TOF monitoring was started after discontinuation of rocuronium infusion every 2 min. When at least one response was palpable at the adductor pollicis in response to the ulnar TOF stimulation, reversal was done with inj. neostigmine 60 µg/kg LBM with inj. glycopyrrolate 10 µg/kg LBM i.v. When TOF reached ≥0.7, the inhaled anaesthetic was turned off and the time was noted. At the same time, fresh gas flow was changed to 100% oxygen at 10 L/min and controlled ± assisted ventilation was continued with a target EtCO2 of 36–44 mmHg. Time was noted on switching off the inhaled anaesthetics.

Thereafter, at 30 s intervals, the verbal commands 'open your eyes' and 'squeeze my hand' were given and the time was noted at the first appropriate response. The duration from turning off inhaled anaesthetics till the first response was taken as T1. The patient's trachea was extubated at the peak of spontaneous inspiration when deemed appropriate by the anaesthesiologist. After extubation, each patient was assessed for excessive sedation, breathing discomfort, hypotension (mean arterial pressure <30% of baseline value) and any other instability. The patient was made propped up to 60º if stable. Then at 2 min after the first appropriate response to command, the recovery of airway reflexes (swallowing test) and cognitive function (SOMCT) were assessed by the same anaesthesiologist who assessed them preoperatively and was blinded to conduct of anaesthesia. Passing the SOMCT was considered when patients achieved their baseline score evaluated the night before surgery.

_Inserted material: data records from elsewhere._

PR #551, opened 2016-04-04
HAWQ-615. Handle incomptible tables with getMetadata PXF API

shivzone:
Incompatible tables will be ignored when getMetadata is invoked with a pattern that matches > 1 table

### DIFF
--- a/pxf/pxf-hive/src/main/java/org/apache/hawq/pxf/plugins/hive/HiveMetadataFetcher.java
+++ b/pxf/pxf-hive/src/main/java/org/apache/hawq/pxf/plugins/hive/HiveMetadataFetcher.java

The time of first passing the swallowing test and SOMCT was noted and after that, the patient's participation in the study ended. If either test was unsuccessful, it was repeated at 5 min interval until the tests were passed. A series of time intervals were recorded and compared between the two groups [Table 2]. None of the patients showed any instability or excessive sedation after extubation to be excluded from the study.
Table 2: Evaluating parameters (Time intervals)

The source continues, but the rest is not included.